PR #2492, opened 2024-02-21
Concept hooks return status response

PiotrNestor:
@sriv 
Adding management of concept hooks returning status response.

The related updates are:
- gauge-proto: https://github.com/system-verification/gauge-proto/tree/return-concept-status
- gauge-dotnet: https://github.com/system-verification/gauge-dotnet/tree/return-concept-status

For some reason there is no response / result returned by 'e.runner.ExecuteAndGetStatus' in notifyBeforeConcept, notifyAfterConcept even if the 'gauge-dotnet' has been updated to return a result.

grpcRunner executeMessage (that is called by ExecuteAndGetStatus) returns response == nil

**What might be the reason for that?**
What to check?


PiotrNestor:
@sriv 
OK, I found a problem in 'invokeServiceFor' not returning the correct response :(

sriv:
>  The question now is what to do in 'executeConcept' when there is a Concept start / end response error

==

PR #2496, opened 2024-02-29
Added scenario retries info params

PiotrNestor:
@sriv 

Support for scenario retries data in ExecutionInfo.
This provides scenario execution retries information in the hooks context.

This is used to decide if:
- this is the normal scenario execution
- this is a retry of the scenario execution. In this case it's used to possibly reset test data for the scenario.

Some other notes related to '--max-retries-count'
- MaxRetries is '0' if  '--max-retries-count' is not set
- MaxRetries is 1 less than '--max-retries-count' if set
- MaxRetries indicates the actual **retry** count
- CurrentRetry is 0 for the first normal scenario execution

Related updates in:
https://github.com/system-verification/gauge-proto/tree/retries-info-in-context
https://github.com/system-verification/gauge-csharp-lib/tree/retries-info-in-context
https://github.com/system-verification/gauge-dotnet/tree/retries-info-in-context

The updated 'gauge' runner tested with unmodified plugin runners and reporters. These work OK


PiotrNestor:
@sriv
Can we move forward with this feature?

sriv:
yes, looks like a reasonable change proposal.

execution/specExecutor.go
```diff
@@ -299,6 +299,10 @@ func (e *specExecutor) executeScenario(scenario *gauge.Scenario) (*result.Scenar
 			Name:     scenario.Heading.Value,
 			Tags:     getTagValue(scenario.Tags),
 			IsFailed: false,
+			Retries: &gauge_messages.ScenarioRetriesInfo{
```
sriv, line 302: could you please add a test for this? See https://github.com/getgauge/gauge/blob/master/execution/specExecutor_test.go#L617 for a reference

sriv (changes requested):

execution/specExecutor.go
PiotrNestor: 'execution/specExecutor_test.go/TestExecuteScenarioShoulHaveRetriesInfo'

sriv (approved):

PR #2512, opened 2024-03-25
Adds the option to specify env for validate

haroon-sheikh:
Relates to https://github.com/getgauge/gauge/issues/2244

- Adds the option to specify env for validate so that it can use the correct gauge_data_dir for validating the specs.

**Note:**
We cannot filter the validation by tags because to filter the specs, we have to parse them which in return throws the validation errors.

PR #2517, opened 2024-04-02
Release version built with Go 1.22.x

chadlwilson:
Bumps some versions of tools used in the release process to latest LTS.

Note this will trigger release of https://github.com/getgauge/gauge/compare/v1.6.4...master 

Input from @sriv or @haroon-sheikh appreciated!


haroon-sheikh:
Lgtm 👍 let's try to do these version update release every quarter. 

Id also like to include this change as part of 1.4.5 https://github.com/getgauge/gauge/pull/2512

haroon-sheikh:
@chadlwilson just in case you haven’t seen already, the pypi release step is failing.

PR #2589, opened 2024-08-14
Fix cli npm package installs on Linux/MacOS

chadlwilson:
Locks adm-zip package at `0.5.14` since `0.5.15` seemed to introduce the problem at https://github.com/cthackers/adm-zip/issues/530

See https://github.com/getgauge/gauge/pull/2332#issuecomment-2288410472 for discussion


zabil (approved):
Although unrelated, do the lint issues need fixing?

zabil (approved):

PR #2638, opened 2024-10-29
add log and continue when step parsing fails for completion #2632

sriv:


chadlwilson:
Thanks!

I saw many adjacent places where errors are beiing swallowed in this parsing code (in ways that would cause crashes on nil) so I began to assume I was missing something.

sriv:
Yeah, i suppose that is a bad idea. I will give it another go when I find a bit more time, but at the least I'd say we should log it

Your objective
Find where the line with "- this is the normal scenario execution" sits in the material above, then copy exactly from it through the line with "Bumps some versions". Add no other line.

Solved problem
- this is the normal scenario execution
- this is a retry of the scenario execution. In this case it's used to possibly reset test data for the scenario.

Some other notes related to '--max-retries-count'
- MaxRetries is '0' if  '--max-retries-count' is not set
- MaxRetries is 1 less than '--max-retries-count' if set
- MaxRetries indicates the actual **retry** count
- CurrentRetry is 0 for the first normal scenario execution

Related updates in:
https://github.com/system-verification/gauge-proto/tree/retries-info-in-context
https://github.com/system-verification/gauge-csharp-lib/tree/retries-info-in-context
https://github.com/system-verification/gauge-dotnet/tree/retries-info-in-context

The updated 'gauge' runner tested with unmodified plugin runners and reporters. These work OK


PiotrNestor:
@sriv
Can we move forward with this feature?

sriv:
yes, looks like a reasonable change proposal.

execution/specExecutor.go
```diff
@@ -299,6 +299,10 @@ func (e *specExecutor) executeScenario(scenario *gauge.Scenario) (*result.Scenar
 			Name:     scenario.Heading.Value,
 			Tags:     getTagValue(scenario.Tags),
 			IsFailed: false,
+			Retries: &gauge_messages.ScenarioRetriesInfo{
```
sriv, line 302: could you please add a test for this? See https://github.com/getgauge/gauge/blob/master/execution/specExecutor_test.go#L617 for a reference

sriv (changes requested):

execution/specExecutor.go
PiotrNestor: 'execution/specExecutor_test.go/TestExecuteScenarioShoulHaveRetriesInfo'

sriv (approved):

PR #2512, opened 2024-03-25
Adds the option to specify env for validate

haroon-sheikh:
Relates to https://github.com/getgauge/gauge/issues/2244

- Adds the option to specify env for validate so that it can use the correct gauge_data_dir for validating the specs.

**Note:**
We cannot filter the validation by tags because to filter the specs, we have to parse them which in return throws the validation errors.

PR #2517, opened 2024-04-02
Release version built with Go 1.22.x

chadlwilson:
Bumps some versions of tools used in the release process to latest LTS.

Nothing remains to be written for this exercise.